» TASK PROMPT
When the line with "brunoabreu: I think" is reached, include it and stop; before that, copy each line of the listing exactly from the first.

· · · ·

PR #307, opened 2020-01-14
implement retries with custom parameters for increasing timeout and d…

jgfidelis:
…elay

#### Types of changes

### DIFF
--- a/src/HttpClient/middlewares/request.ts
+++ b/src/HttpClient/middlewares/request.ts
@@ -87,15 +87,15 @@ function fixConfig(axiosInstance: AxiosInstance, config: RequestConfig) {
   }
 }
 
-const customExponentialDelay = (initialBackoffDelay: number, exponentialBackoffCoefficient: number, retryNumber: number) => {
-  const delay = initialBackoffDelay * Math.pow(exponentialBackoffCoefficient, retryNumber)
+const customExponentialDelay = (backoffDelayConstant: number, exponentialBackoffCoefficient: number, retryNumber: number) => {
+  const delay = backoffDelayConstant * Math.pow(exponentialBackoffCoefficient, retryNumber)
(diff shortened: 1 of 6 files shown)


src/HttpClient/middlewares/request.ts
```diff
@@ -19,23 +18,74 @@ const http = axios.create({
...
+
+  if (config.retries == null || config.retries === 0) {
+    return Promise.reject(error)
+  }
+  const { backoffDelayConstant = 100, exponentialBackoffCoefficient = 2, exponentialTimeoutCoefficient } = config
+  const retryCount = config.retryCount || 0
+  const shouldRetry = isAbortedOrNetworkErrorOrRouterTimeout(error) && retryCount < config.retries
+  if (shouldRetry) {
+    config.retryCount = retryCount + 1
+    const delay = exponentialDelay(backoffDelayConstant, exponentialBackoffCoefficient, config.retryCount)
```
brunoabreu: I think the first one should be with `config.retryCount - 1` or just `retryCount` (before increment). Otherwise the first backoff will always be bigger than my `backoffDelayConstant`.

If I set `backoffDelayConstant` to 1s and `exponentialBackoffCoefficient` to 2, the first backoff will be ~2s.. that's weird.

Maybe the best way to fix it is changing the `exponentialDelay` function to use `retryCount - 1` as exponent.

jgfidelis: :peposad:
I thought about this when implementing and that is exactly why I changed the name from `initialBackoffDelay` to `backoffDelayConstant`. Its just a way you can set a custom variation to the backoff formula. The formula will always be `delay = constant * coefficient^retryCount` . You can tweak the constant and coefficient as you wish and get the desired values. Do you still prefer to have the first retry not using any formula but using the constant value? If yes, I am fine with that.

PR #313, opened 2020-01-22
Feature/service configuration context

dhasuda:
Add the settings middleware. With this modifications, services will receive their configurations from other apps in the request context.

Better interface for getting configurations.

Create a service with `workspace` or `userAndWorkspace` settings type. After that, create an app with configurations to be exported to this service. Link them all and see if the request context comes with the configurations.

In more detail, in your `service` you must have:

1. A route with settings type setted as `workspace` or `userAndWorkspace`. For that, add something like this to your `node/service.json`:
```
"status": {
      "path": "/_v/status/:code",
      "public": true,
      "settingsType": "workspace"
    }
```

2. In the `manifest.json`, don't forget to add the `configuration` builder:
```
"builders": {
    "configuration": "0.x",
    ...
  },
...
```

3. Add the file `configuration/schema.json` with a schema for the configuration, for instance:
```
{
  "type": "object",
  "properties": {
    "id": { "type": "number" },
    "name": { "type": "string" }
  }
}
```

In your `app` that exports the configuration, you must have:
1. In the `manifest.json`, a declaration of the service as a builder:
```
"builders": {
    "vtex.<serviceName>": "0.x",
    ...
  },
```

2. The file `vtex.<serviceName>/configuration.json` must have a configuration that conforms to schema in the service:
```
{
  "name": "little foot",
  "id": 19
}
```

Link first the service, and then the app. Make the request and check in `ctx.vtex.settings` if there are the exported settings

#### Types of changes


src/service/worker/runtime/graphql/schema/schemaDirectives/Settings.ts
```diff
@@ -0,0 +1,41 @@
+import { defaultFieldResolver, GraphQLField } from 'graphql'
+import { SchemaDirectiveVisitor } from 'graphql-tools'
+import { Apps } from '../../../../../../clients/infra/Apps'
+import { Assets } from '../../../../../../clients/infra/Assets'
+import { getDependenciesSettings } from '../../../http/middlewares/settings'
+import { RouteSettingsType } from '../../../typings'
+
+const getSettings = async (settingsType: any, ctx: any) => {
+  const settings = settingsType as RouteSettingsType
```
vwraposo: Do you need to typecast? Can't you have it correctly in the function parameters?

src/service/worker/runtime/graphql/schema/schemaDirectives/Settings.ts
```diff
@@ -0,0 +1,41 @@
...
+  if (settings !== 'workspace' && settings !== 'userAndWorkspace') { return ctx }
```
vwraposo: NIT: Isn't this the same as `settings === 'pure'`

src/service/worker/runtime/graphql/schema/schemaDirectives/Settings.ts
```diff
@@ -0,0 +1,41 @@
...
+
+  const { clients: { apps, assets } } = ctx
+  const dependenciesSettings = await getDependenciesSettings(apps as Apps, assets)
+  ctx = {
+    ...ctx,
+    vtex: {
+      settings: dependenciesSettings,
+      ...ctx.vtex,
+    },
+  }
```
vwraposo: I think it is better to do `ctx.vtex.settings = ctx.vtex.settings || dependenciesSettings`, to avoid too many spread operations

src/service/worker/runtime/graphql/schema/schemaDirectives/Settings.ts
```diff
@@ -0,0 +1,41 @@
...
+  return ctx
+}
+
+export class SettingsDirective extends SchemaDirectiveVisitor {
+  public visitFieldDefinition (field: GraphQLField<any, any>) {
+    const {resolve = defaultFieldResolver} = field
+    const { settingsType } = this.args
+    field.resolve = async (root, args, ctx, info) => {
+      if (settingsType) {
+        ctx = await getSettings(settingsType, ctx)
```
vwraposo: Do you need to return the ctx? Aren't you changing the ctx object passed?

src/service/worker/runtime/http/middlewares/settings.ts
```diff
@@ -0,0 +1,89 @@
...
+export const getDependenciesHash = (dependencies: AppMetaInfo[]): string => {
+  const dependingApps = pluck('id', dependencies)
+  return createHash('md5')
+    .update(joinIds(dependingApps))
+    .digest('hex')
+}
+
+const formatDependencies = (results: Array<Record<string, any> | undefined>) => {
+  const formatted: any = {}
+  results.forEach(res => {
```
vwraposo: You can use a reduce function

src/service/worker/runtime/graphql/schema/schemaDirectives/Settings.ts
dhasuda: great!

src/service/worker/runtime/graphql/schema/schemaDirectives/Settings.ts
dhasuda: I'll do
```
if (!ctx.vtex) {
    ctx.vtex = {}
  }
  ctx.vtex.settings = { ...ctx.vtex.settings, dependenciesSettings }
```
since ctx is `any` tipe and one request can receive multiple settings. We want to merge them somehow

PR #325, opened 2020-01-31
Faster messages loader

tlgimenes:
Messages loader shared unecessary resposibility with messages client. This lead to a decrease in performance since we had to perform several operations in the messages array both in the dataLoader and in messages client. To address this problem, I've made messages client simple (only making the query) and put all the logic in the dataloader. This lead to an increase in perforamance and less code, since we use many cool features of dataloader, like maxBatching and memoization. 

Since the client has no more built-in logic, if one wants to call messages (like in pages), it should use the 
 messages dataloader instead 

Also, this PR fixes a wild bug in the cache key generator of the http client.

#### Types of changes


src/clients/apps/MessagesGraphQL.ts
```diff
@@ -1,153 +1,152 @@
...
-            indexedByFrom: batch,
-          },
-        },
-      }, {
-        metric: 'messages-translate-v2',
-      })
-      .then(response => response.data!.translateWithDependencies)
-    ))
-    return translations.flat()
+    const response = await this.graphql.query<TranslatedWithDependencies, { args: TranslateWithDependenciesInput }>(
```
vwraposo: Should we remove the batching function here? How could we guarantee that this function will be called only by the dataloader and not any app can call it directly?

tlgimenes: We can't garantee, this is an architectural decision. I prefer to chose having this liability in order to make messages client code simpler

src/clients/apps/MessagesGraphQL.ts
```diff
@@ -1,153 +1,152 @@
...
   srcLang: string
   srcMessage: string
   context?: string
   targetMessage: string
   groupContext?: string
 }
 
-export interface TranslateInputV2 {
-  indexedByFrom: IndexedMessageV2[]
+export interface TranslateInput {
```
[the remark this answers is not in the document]
tlgimenes: :o How does this not erroers ?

· · · ·

» ANSWER
PR #307, opened 2020-01-14
implement retries with custom parameters for increasing timeout and d…

jgfidelis:
…elay

#### Types of changes

### DIFF
--- a/src/HttpClient/middlewares/request.ts
+++ b/src/HttpClient/middlewares/request.ts
@@ -87,15 +87,15 @@ function fixConfig(axiosInstance: AxiosInstance, config: RequestConfig) {
   }
 }
 
-const customExponentialDelay = (initialBackoffDelay: number, exponentialBackoffCoefficient: number, retryNumber: number) => {
-  const delay = initialBackoffDelay * Math.pow(exponentialBackoffCoefficient, retryNumber)
+const customExponentialDelay = (backoffDelayConstant: number, exponentialBackoffCoefficient: number, retryNumber: number) => {
+  const delay = backoffDelayConstant * Math.pow(exponentialBackoffCoefficient, retryNumber)
(diff shortened: 1 of 6 files shown)


src/HttpClient/middlewares/request.ts
```diff
@@ -19,23 +18,74 @@ const http = axios.create({
...
+
+  if (config.retries == null || config.retries === 0) {
+    return Promise.reject(error)
+  }
+  const { backoffDelayConstant = 100, exponentialBackoffCoefficient = 2, exponentialTimeoutCoefficient } = config
+  const retryCount = config.retryCount || 0
+  const shouldRetry = isAbortedOrNetworkErrorOrRouterTimeout(error) && retryCount < config.retries
+  if (shouldRetry) {
+    config.retryCount = retryCount + 1
+    const delay = exponentialDelay(backoffDelayConstant, exponentialBackoffCoefficient, config.retryCount)
```
brunoabreu: I think the first one should be with `config.retryCount - 1` or just `retryCount` (before increment). Otherwise the first backoff will always be bigger than my `backoffDelayConstant`.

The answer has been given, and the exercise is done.